Les sciences et la technologie

    Monsieur le Président, plusieurs intervenants socioéconomiques et politiques de la région de Québec, ainsi que le Bloc québécois, se sont prononcés pour la création de la Boîte à science, un centre d'exploration en science et en technologie destiné à la promotion de la science chez les jeunes. Bien que le député de Lévis—Bellechasse se soit prononcé en faveur du projet pendant la dernière campagne électorale, les conservateurs ont voté contre ce projet au Comité permanent des finances.
    Est-ce que le ministre de l’Agence de développement économique du Canada pour les régions du Québec peut clarifier la position de son gouvernement face à ce projet et nous dire si, oui ou non, il entend l'appuyer?
    Monsieur le Président, au cours de la dernière campagne électorale, la députée n'a pas tellement appuyé ce projet de Boîte à science, et tout à coup, maintenant, elle veut nous en parler.
    Cela dit, l'organisme nous sollicite actuellement pour une contribution de 500 000 $ pour mettre de l'avant, si on veut, leurs études en vue de réaliser le projet qui coûte 30 millions de dollars.
    Une chose va être claire: si on va de l'avant avec l'étude, il faudra, une fois que la Boîte à science sera construite en vertu d'une décision future, qu'elle soit viable et non pas que DEC continue à la subventionner d'année en année.
    Monsieur le Président, si le projet de la Boîte à science reçoit l'appui du député de Lévis—Bellechasse, est-ce que le ministre de l’Agence de développement économique du Canada pour les régions du Québec peut nous dire alors pourquoi le Bloc québécois n'a pas reçu l'appui des conservateurs au Comité permanent des finances pour en assurer le développement, quand on sait que le Musée des sciences et de la technologie à Ottawa a reçu plus de 55 millions de dollars au cours des deux dernières années?
    Monsieur le Président, ce dossier est déposé à l'intérieur du programme du ministère que je dirige, Développement économique Canada.
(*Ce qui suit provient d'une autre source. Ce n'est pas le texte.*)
PR #4376, opened 2020-03-03
add support for TCP_NOTSENT_LOWAT

arvidn:


src/session.cpp
```diff
@@ -236,8 +236,7 @@ namespace {
 
 		set.set_int(settings_pack::max_rejects, 10);
 
-		set.set_int(settings_pack::recv_socket_buffer_size, 1024 * 1024);
-		set.set_int(settings_pack::send_socket_buffer_size, 1024 * 1024);
```
the8472: Do these settings also apply to UDP? The kernel's socket buffer auto sizing and TCP_NOTSENT_LOWAT only applies to TCP. https://github.com/torvalds/linux/blob/98d54f81e36ba3bf92172791eba5ca5bd813989b/Documentation/networking/ip-sysctl.txt#L567-L571
For UDP you would still want to set explicit buffer sizes.

arvidn: I'm pretty sure I don't apply this to the UDP socket, but I'll double check. Worst case though it would just fail I suppose

arvidn: It's only used for peer connections, and the utp_stream will ignore all socket options set on it

PR #4396, opened 2020-03-06
Specify port=1 in announces via proxy

Snawoot:
In case when proxy is enabled, libtorrent sends port=0 parameter in announce request. Some trackers (like [rutracker.org](https://rutracker.org)) reject announce requests when specified port is zero.

I've noticed there are already exception made for I2P to send fake port number, because non-zero port is required. As it appears to me in case when only passive downloads possible, just like in proxy case, and port number in announce is not meaningful, zero value of port doesn't help much and it can cause problems on it's own. Instead of it, some trivial value like `1` may pass tracker sanity checks where `0` don't.

Actual PR ensures port parameter in announce always has non-zero value, catching up all these cases with proxies and absence of real port number.

I'm not sure this patch is accurate, but that is what I have to use, so I've decided to share.

### DIFF
--- a/src/http_tracker_connection.cpp
+++ b/src/http_tracker_connection.cpp
@@ -121,7 +121,7 @@ namespace libtorrent {
 				, escape_string({tracker_req().pid.data(), 20}).c_str()
 				// the i2p tracker seems to verify that the port is not 0,
 				// even though it ignores it otherwise
-				, i2p ? 1 : tracker_req().listen_port
+				, tracker_req().listen_port == 0 ? 1 : tracker_req().listen_port
 				, tracker_req().uploaded
 				, tracker_req().downloaded
 				, tracker_req().left
--- a/simulation/test_tracker.cpp
+++ b/simulation/test_tracker.cpp
@@ -353,7 +353,7 @@ void test_ipv6_support(char const* listen_interfaces
 
 	// if we're not listening we'll just report port 0
 	std::string const expect_port = (listen_interfaces && listen_interfaces == ""_sv)
-		? "&port=0" : "&port=6881";
+		? "&port=1" : "&port=6881";
 
 	http_v4.register_handler("/announce"
 	, [&v4_announces,expect_port](std::string method, std::string req


src/http_tracker_connection.cpp
```diff
@@ -121,7 +121,7 @@ namespace libtorrent {
 				, escape_string({tracker_req().pid.data(), 20}).c_str()
 				// the i2p tracker seems to verify that the port is not 0,
 				// even though it ignores it otherwise
-				, i2p ? 1 : tracker_req().listen_port
```
arvidn: is there logic elsewhere that makes sure that `listen_port` is always zero for i2p torrents?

Je répète qu'actuellement, nous sommes en train d'être sollicités pour une somme de 500 000 $, avec Québec et d'autres partenaires privés. Si nous allons de l'avant, cela signifie 30 millions de dollars par la suite et on parle de coûts de fonctionnement de l'ordre de 7 millions de dollars annuellement. On comprendra qu'avant de dépenser une future somme de 30 millions de dollars, il faudra être sûr que le projet soit viable.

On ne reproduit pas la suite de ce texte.